Тогда это и случилось. Одни говорили потом, что у ястреба помутился разум, другие – что женщина была ведьмой и околдовала птицу. Так или иначе, Эбби пролетела мимо сокольничьего и устремилась, протянув когти, к Сигурни. Барон снова занес кулак для удара.
– Ястреб, милорд! – крикнул сокольничий.
Барон обернулся, и Эбби вцепилась ему прямо в глаз. Он закричал и упал навзничь вместе с ястребихой, которая никак не могла вытащить когти. Барон ухватил ее за крылья и оторвал от себя. Из раны на месте глаза хлестала кровь. Он швырнул птицу наземь, а один из всадников его свиты выхватил меч и отрубил Эбби голову. Крылья, трепыхнувшись, замерли. Все обступили барона – он, стоя на коленях, прижимал ладонь в черной перчатке к пустой кровавой глазнице.

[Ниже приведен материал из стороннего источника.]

PR #6202, opened 2022-03-07
ipatests: remove certmonger tracking before uninstall

flo-renaud:
test_ipahealthcheck_expiring is moving the date in the future
in order to check that certmonger properly warns about expiring
certificates, then uninstalls the master.

The uninstallation randomly fails with a DBus error communicating
with certmonger because of a contention between certmonger being
waken up by the call to stop tracking certs and the certmonger
helpers trying to renew the certs.

To avoid the contention, manually remove the tracking before
calling uninstall.

Fixes: https://pagure.io/freeipa/issue/9123

### DIFF
--- a/ipatests/test_integration/test_ipa_cert_fix.py
+++ b/ipatests/test_integration/test_ipa_cert_fix.py
@@ -122,9 +122,10 @@ def expire_cert_critical():
     # errors from certmonger trying to check the status of certs
     # that don't matter because we are uninstalling.
     host.run_command(['systemctl', 'stop', 'certmonger'])
-    host.run_command(
-        ['rm', '-f', paths.CERTMONGER_REQUESTS_DIR + '/*']
-    )
+    # Important: run_command with a str argument is able to
+    # perform shell expansion but run_command with a list of
+    # arguments is not
+    host.run_command('rm -fv ' + paths.CERTMONGER_REQUESTS_DIR + '*')
     tasks.uninstall_master(host)
     tasks.move_date(host, 'start', '-3Years-1day')
 
--- a/ipatests/test_integration/test_ipahealthcheck.py
+++ b/ipatests/test_integration/test_ipahealthcheck.py
@@ -1387,6 +1387,19 @@ class TestIpaHealthCheck(IntegrationTest):
             execute_nsscheck_cert_expiring(check)
 
         finally:
+            # Prior to uninstall remove all the cert tracking to prevent
+            # errors from certmonger trying to check the status of certs
+            # that don't matter because we are uninstalling.
+            self.master.run_command(['systemctl', 'stop', 'certmonger'])
+            # Important: run_command with a str argument is able to
+            # perform shell expansion but run_command with a list of
+            # arguments is not
+            self.master.run_command(
+                "rm -fv " + paths.CERTMONGER_REQUESTS_DIR + "*"
+            )
+            # Delete the renewal lock file to make sure the helpers don't block
+            self.master.run_command("rm -fv " + paths.IPA_RENEWAL_LOCK)
+            self.master.run_command(['systemctl', 'start', 'certmonger'])
             # Uninstall the master here so that the certs don't try
             # to renew after the CA is running again.
             tasks.uninstall_master(self.master)


rcritten:
I wonder if certmonger should be restarted after the removal. It has some startup cost that might be causing the DBus timeout. certmonger is DBus-activated so it will start when an operation is requested.

flo-renaud:
> I wonder if certmonger should be restarted after the removal. It has some startup cost that might be causing the DBus timeout. certmonger is DBus-activated so it will start when an operation is requested.

I tried your suggestion but it doesn't seem to fix the issue. There are probably some helpers running, maybe stuck with the global lock, and they block certmonger. I need to think more on a solution...

rcritten:
It looks like the uninstall is blazing fast so certmonger hasn't had time to start up the CAs yet. I don't see a way to tell whether this is finished in code, only by watching the journal which isn't practical here.

Maybe a sleep() after the startup to give it a chance. Perhaps start with 10 seconds?

rcritten:
So the cheat works but it doesn't feel very awesome.

For the longer term I'll look to see if there is something I can do in certmonger to represent that startup is "done".

I think this patch is fine as long as you don't think the sleep() is too icky. IMHO you can remove the temp commit.

flo-renaud:
> So the cheat works but it doesn't feel very awesome.
> 
> For the longer term I'll look to see if there is something I can do in certmonger to represent that startup is "done".
> 
> I think this patch is fine as long as you don't think the sleep() is too icky. IMHO you can remove the temp commit.

I also delete the renewal lock file, this may be the part that fixes everything and maybe we don’t even need the sleep. I’ll try tomorrow without the sleep and with the rm renewal.lock and see if it’s enough.

flo-renaud:
The tests are successful when the renewal lock file is deleted (no need to add a sleep) + the tracking files are removed. I think we have a proper solution now.
For future ref, links to successful tests:
- `latest/test_cert_fix`: [Details](http://freeipa-org-pr-ci.s3-website.eu-central-1.amazonaws.com/jobs/fb210380-a508-11ec-b407-fa163ea73ebe)
- `latest/test_ipahealthcheck-1`: [Details](http://freeipa-org-pr-ci.s3-website.eu-central-1.amazonaws.com/jobs/5dd31cd0-a508-11ec-9a72-fa163ed6a638)
- `latest/test_ipahealthcheck-2`: [Details](http://freeipa-org-pr-ci.s3-website.eu-central-1.amazonaws.com/jobs/68d62550-a508-11ec-a194-fa163e3cfd8f)
- `latest/test_ipahealthcheck-3`: [Details](http://freeipa-org-pr-ci.s3-website.eu-central-1.amazonaws.com/jobs/ccbf7832-a508-11ec-93c6-fa163e68ae97)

Трое спутников то ли повели, то ли понесли его прочь.
– Ты поплатишься за это, сука! – посулил Сигурни капитан, распорядитель турнира. – Барон самой тебе выжжет глаза угольями, отрубит руки и ноги, а после тебя вывесят в клетке воронью на поживу! Но сперва с тобой потолкую я.

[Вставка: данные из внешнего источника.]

PR #6204, opened 2022-03-09
allow overriding systemd-tmpfiles program

frasertweedale:
In some contexts, filesystem mounts may be owned by unmapped users
(e.g. `emptyDir` mounts in Kubernetes / OpenShift when using user
namespaces).  This causes `systemd-tmpfiles(8)` to fail, as a
consequence of systemd's path processing routines which reject this
scenario.  Therefore, in Fedora container context, if the
`IPA_TMPFILES_PROG` environment value is set, use the program
specified by its value instead of `/bin/systemd-tmpfiles`.

### DIFF
--- a/ipaplatform/fedora_container/paths.py
+++ b/ipaplatform/fedora_container/paths.py
@@ -29,5 +29,15 @@ class FedoraContainerPathNamespace(FedoraPathNamespace):
     HTTPD_IPA_WSGI_MODULES_CONF = None
     HTTPD_PASSWD_FILE_FMT = data(FedoraPathNamespace.HTTPD_PASSWD_FILE_FMT)
 
+    # In some contexts, filesystem mounts may be owned by unmapped users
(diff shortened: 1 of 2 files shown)


rcritten:
Can you update the commit with at least your signature?

If there is an upstream ticket, even in your project, related to this that would be good to add as well.

frasertweedale:
Added `signed-off-by` line to commit message.

There is no (public) ticket in our project for this.  I can make on in the FreeIPA issue tracker, if you want.  But it will only contain the same info as the commit message :)

abbra:
We use tickets to track backports and use in RHEL, so please add the ticket.

frasertweedale:
No worries.  Here is the ticket: https://pagure.io/freeipa/issue/9126 . I updated the commit message.

rcritten:
master:

* 4bdecd55e32249be817edd142d4939d9de61ae9c allow overriding systemd-tmpfiles program

PR #6209, opened 2022-03-14
Kerberos instance: default to AES256-SHA2 for master key encryption

abbra:
KDC configuration in /var/kerberos/krb5kdc/kdc.conf is generated from
the template in install/share/kdc.conf.template. Master key encryption
type specified there is used to bootstrap the master key in LDAP
database. Once it is done, actual deployment does not rely on the
master_key_type value anymore. The actual master key(s) get loaded from
LDAP database where they stored in a BER-encoded format, preserving all
parameters, including encryption type.

This means we can safely migrate to AES256-SHA2 as the default master
key encryption type for new installations. Replicas will get their
master key encryption type details from the server they were provisioned
from.

MIT Kerberos supports AES256-SHA2 since 1.15 (2015), meaning RHEL 7.4 is
the earliest supported version as it provides krb5 1.15.1. Current
supported RHEL 7 version is RHEL 7.9. Since RHEL 6 already cannot be
used as a replica to IPA 4.5+ due to a domain level 1 upgrade, this
change does not affect old releases.

Migration from the previously deployed master key encryption type is
described by MIT Kerberos upstream in
http://web.mit.edu/kerberos/krb5-latest/doc/admin/advanced/retiring-des.html#the-database-master-key

One would need to use '-x ipa-setup-override-restrictions' to allow
the `kdb5_util` utility to modify the data over IPA KDB driver.

Fixes: https://pagure.io/freeipa/issue/9119

### DIFF
--- a/ipaserver/install/krbinstance.py
+++ b/ipaserver/install/krbinstance.py
@@ -51,7 +51,7 @@ logger = logging.getLogger(__name__)
 
 PKINIT_ENABLED = 'pkinitEnabled'
 
-MASTER_KEY_TYPE = 'aes256-sha1'
+MASTER_KEY_TYPE = 'aes256-sha2'
 SUPPORTED_ENCTYPES = ('aes256-sha2:special', 'aes128-sha2:special',
                       'aes256-sha2:normal', 'aes128-sha2:normal',
                       'aes256-cts:special', 'aes128-cts:special',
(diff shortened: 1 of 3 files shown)


abbra:
I think we are done here for this round.

f-trivino (approved):
LGTM

abbra:
master:

* a6030f5f53e077a0443605fba23ef104c797f168 Kerberos instance: default to AES256-SHA2 for master key encryption
* 621af275c3564f1d5f1a97c46290b5d166fe8c8a test_otp: do not use paramiko unless it is really needed
* 517ae594e1ad80598a154f1dcacf7b303f420fc8 test_krbtpolicy: skip SPAKE-related tests in FIPS mode

PR #6231, opened 2022-04-01
healthcheck: add tests for setting cli options in config file

rcritten:
Fixes: https://pagure.io/freeipa/issue/9136


rcritten:
Ah right, I jumped the gun here. This release of freeipa-healthcheck is only in rawhide at the moment. I'll have to hold onto this until F36 is out of beta I think.

ipatests/test_integration/test_ipahealthcheck.py
```diff
@@ -581,6 +585,44 @@ def test_ipa_healthcheck_no_errors(self):
...
+
+        self.master.put_file_contents(
+            config_file,
+            '\n'.join([
+                '[default]',
+                'output_type=human'
+            ])
+        )
+        returncode, output = run_healthcheck(
+            self.master, failures_only=True, config=config_file
```
flo-renaud, line 603: `run_healthcheck` is expecting json output (because the caller doesn't set output_type="human") but receives human output because of the config file. This triggers a JSONDecodeError in the call to `json.loads(result.stdout_text)`.

`run_healthcheck` needs to be adapted and take into account the content of the config file.

ipatests/test_integration/test_ipahealthcheck.py
```diff
@@ -581,6 +585,44 @@ def test_ipa_healthcheck_no_errors(self):
...
+                '[default]',
+                'output_type=human',
+                'output_file=/tmp/hc.log',
+            ])
+        )
+        returncode, _unused = run_healthcheck(
+            self.master, config=config_file
+        )
+        logsize = len(self.master.get_file_contents('/tmp/hc.log'))
+        self.master.run_command(['rm', '-f', '/tmp/c.log'])
```
flo-renaud, line 621: The file name has a typo (`c.log` should be `hc.log`). Probably safer to define a constant for the file name.

ipatests/test_integration/test_ipahealthcheck.py
```diff
@@ -581,6 +585,44 @@ def test_ipa_healthcheck_no_errors(self):
         )
         assert returncode == 0
 
+    def test_ipa_healthcheck_no_errors_with_overrides(self):
+        """
+        Test overriding command-line options in a configuration file.
+        """
```
flo-renaud, line 591: You can add code to retrieve ipa-healthcheck version (we already have `tasks.get_healthcheck_version`) and call `pytest.skip` if the version is < 0.10.
```
        version = tasks.get_healthcheck_version(self.master)
        if parse_version(version) < parse_version("0.10"):
            pytest.skip("Skipping test for 0.10 healthcheck version")
```

flo-renaud (commented):
Hi @rcritten 
please find inline comments

ipatests/test_integration/test_ipahealthcheck.py
rcritten: This is testing a new feature in healthcheck where cli options can be set in configuration. But this release is only in rawhide currently which is why it failed.

ipatests/test_integration/test_ipahealthcheck.py
rcritten: ok

ipatests/test_integration/test_ipahealthcheck.py
rcritten: I will eventually.

ipatests/test_integration/test_ipahealthcheck.py
flo-renaud: I meant that even with the new freeipa-healthcheck version it would fail. `run_healthcheck` has the following code:
```
        if output_type == "json":
            data = json.loads(result.stdout_text)
```
`output_type` is `json` by default (and not set here in line 602), and the code will call json.loads. But since the config file is used, ipa-healthcheck outputs human format and json.loads will complain that it doesn't recognize the output as valid JSON.

ipatests/test_integration/test_ipahealthcheck.py
rcritten: Fixed.

rcritten:
I think I've caught up with the comments. Dropped WIP since the version of healthcheck is either available or guarded by a skip check.

flo-renaud:
@rcritten thanks for the updated patch, LGTM. You can remove the temp commit and I will ack when CI completes.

Солдаты потащили Сигурни с площади. По краям собрался народ, но она смотрела только на замок перед собой, на двойные двери в его стене. Эбби погибла. Если б Сигурни отдала ее барону, она была бы жива. В глазах стояли трепещущие крылья и взмах стального клинка. Слезы струились по щекам, обжигая ссадину под глазом.
Ее втащили в крепость, повернули налево. Лестница за узкой дверцей вела вниз, во тьму. Сигурни уперлась, и отвергнутый ею стражник заехал ей в ухо локтем.
– А ну пошла! – Высокий стражник начал спускаться первым, отвергнутый заломил Сигурни руку за спину и поволок следом. На осклизлых ступенях было черным-черно, но потом внизу забрезжил слабый свет факела. В подземелье стоял стол, за столом играли в кости двое мужчин. Увидев капитана, они поднялись.
– Открывай камеру, – приказал он, и они бросились исполнять.
Еще не опомнившуюся Сигурни втащили в темницу – просторную, сырую, провонявшую крысами. В углу койка, на стенах ржавые цепи.
– Ну, как тебе тут, сука? – Капитан с ухмылкой встал перед ней. Она молчала. Он ухватил ее за грудь, стиснул. Она подняла колено и двинула его в пах. Капитан отлетел назад, а вредный солдат ударил Сигурни в висок и повалил на койку.
– Раздеть ее, – прорычал капитан. – Поглядим, на что эта шлюха годится.
Оглушенная Сигурни услышала это, и ее охватил ужас. Она вскочила и ринулась на молодого солдата, но силы ей изменили. Один сгреб ее за волосы, другой стянул кожаные штаны. При свете факела блеснул капитанский кинжал.
– Сейчас я оставлю на тебе свою памятку. До утра ты у меня накричишься вдоволь.
6
Гвалчмай сидел на крыльце и плакал. Подъехавший Асмидир учуял идущий от старика винный дух, рядом валялся пустой кувшин.
– А Сигурни где? – спросил чернокожий. Гвалчмай поморгал и ответил:
– Она страдает. Как клинок, закаливаемый в огне.
– О чем это ты толкуешь?
– Почему мы такие? От природы, что ли? Однажды, когда я был молод, мы угоняли скот из одной нижнесторонней деревни. Молодая женщина спряталась в кустах, но мы ее вытащили и стали над ней куражиться. Нам казалось, что это весело. Теперь, глядя на это глазами своего Дара, я не знаю, есть ли такому прощение. А ты, Асмидир, не задумываешься над этим? Не вспоминаешь о лоабитке, которую вы взяли в горах Кушира? Не спрашиваешь себя, отчего она перерезала себе жилы?